PR #93, opened 2019-10-03
Upcoming events feature

whuang7000:
Lists all Event objects within the next week


hknweb/candidate/views.py
```diff
@@ -10,8 +10,10 @@
 from django.contrib.staticfiles.finders import find
 from django.contrib.staticfiles.templatetags.staticfiles import static
 from random import randint
+import datetime
 
 from .models import OffChallenge, Announcement
+from ..events.models import Event
```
:::
Please go through the data above and copy each line that has the word "contrib".

 from django.contrib.staticfiles.finders import find
 from django.contrib.staticfiles.templatetags.staticfiles import static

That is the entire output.